### Exercise instructions
Your task is to copy every line of the entries that holds the word "framework".

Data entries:

PR #1888, opened 2020-04-08
common-io: Refactoring Watchdog test cases

osloapps-max:
Description
-----------
* Refactored test cases to use TEST_PROTECT sections to guard against cascading failures.
* Moved to a single shared bark/bite callback with separate semaphores. This allows for the status to be evaluated as part of the callback instead of waiting for the semaphore to go back. 
* Added a WD reset in the case of a bite interrupt, this as some devices require a reset in order to escape the interrupt. 
* Added global test instance variable to allow the test framework to define which WD instance to test.

Checklist:
----------

- [ ] My code is Linted.

### DIFF
--- a/libraries/abstractions/common_io/test/test_iot_watchdog.c
+++ b/libraries/abstractions/common_io/test/test_iot_watchdog.c
@@ -50,9 +50,17 @@
 /*-----------------------------------------------------------*/
 
 /*-----------------------------------------------------------*/
+
+/* Globals values which can be overwritten by the test
+ * framework invoking these tests */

### Task solution
* Added global test instance variable to allow the test framework to define which WD instance to test.
+ * framework invoking these tests */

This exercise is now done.